> **EXERCISE**: Lines in the listing below that contain the string "compiler" are to be found and copied.

- - - - - - -

PR #1857, opened 2023-10-08
Backport 6b942893868fa1a64977288bdbdb1bbff8bd9d9c

omikhaltsova:
I'd like to backport JDK-8309502 to jdk17u. This fix is related only to RISC-V.
The patch applies almost cleanly except `src/hotspot/cpu/riscv/c2_MacroAssembler_riscv.cpp` because of deletion an empty line at the end in the original patch.


VladimirKempik (approved):
lgtm

PR #2039, opened 2023-12-11
8317507: C2 compilation fails with "Exceeded _node_regs array"

shipilev:
Clean backport to fix the C2 corner case.

Additional testing:
 - [x] New regression test fails without the fix, passes with it
 - [x] Linux x86_64 server fastdebug,`tier{1,2,3,4}`
 - [x] Linux AArch64 server fastdebug,`tier{1,2,3}`

---------
### Progress
- [x] [JDK-8317507](https://bugs.openjdk.org/browse/JDK-8317507) needs maintainer approval

### Issue
 * [JDK-8317507](https://bugs.openjdk.org/browse/JDK-8317507): C2 compilation fails with "Exceeded _node_regs array" (**Bug** - P2 - Approved)

### Reviewing

Checkout this PR locally: \
`$ git fetch https://git.openjdk.org/jdk17u-dev.git pull/2039/head:pull/2039` \
`$ git checkout pull/2039`

`$ git checkout pull/2039` \
`$ git pull https://git.openjdk.org/jdk17u-dev.git pull/2039/head`

</details>

Checkout this PR locally: \
`$ git pr checkout 2039`

`$ git pr show -t 2039`

</details>

<a href="https://git.openjdk.org/jdk17u-dev/pull/2039.diff">https://git.openjdk.org/jdk17u-dev/pull/2039.diff</a>

</details>

### Webrev
[Link to Webrev Comment](https://git.openjdk.org/jdk17u-dev/pull/2039#issuecomment-1851753858)

### DIFF
--- a/src/hotspot/share/adlc/output_c.cpp
+++ b/src/hotspot/share/adlc/output_c.cpp
@@ -3034,6 +3034,9 @@ static void define_fill_new_machnode(bool used, FILE *fp_cpp) {
     fprintf(fp_cpp, "    if( i != cisc_operand() ) \n");
     fprintf(fp_cpp, "      to[i] = _opnds[i]->clone();\n");
     fprintf(fp_cpp, "  }\n");
+    fprintf(fp_cpp, "  // Do not increment node index counter, since node reuses my index\n");
+    fprintf(fp_cpp, "  Compile* C = Compile::current();\n");
+    fprintf(fp_cpp, "  C->set_unique(C->unique() - 1);\n");
     fprintf(fp_cpp, "}\n");
   }
   fprintf(fp_cpp, "\n");
--- a/test/hotspot/jtreg/compiler/regalloc/TestNodeRegArrayOverflow.java
+++ b/test/hotspot/jtreg/compiler/regalloc/TestNodeRegArrayOverflow.java
@@ -1,0 +1,599 @@
+/*
+ * Copyright (c) 2023, Oracle and/or its affiliates. All rights reserved.
+ * DO NOT ALTER OR REMOVE COPYRIGHT NOTICES OR THIS FILE HEADER.
+ *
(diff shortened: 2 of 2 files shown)


shipilev:
/approval request Clean backport to fix the C2 corner case. Applies cleanly. Tests pass.

GoeLin:
Won't this increase the memory consumption of the compiler significantly? As I understand it can push more nodes on the arenas now.

shipilev:
> Won't this increase the memory consumption of the compiler significantly? As I understand it can push more nodes on the arenas now.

- - - - - - -

> **WRITTEN REPLY**:
--- a/test/hotspot/jtreg/compiler/regalloc/TestNodeRegArrayOverflow.java
+++ b/test/hotspot/jtreg/compiler/regalloc/TestNodeRegArrayOverflow.java
Won't this increase the memory consumption of the compiler significantly? As I understand it can push more nodes on the arenas now.
> Won't this increase the memory consumption of the compiler significantly? As I understand it can push more nodes on the arenas now.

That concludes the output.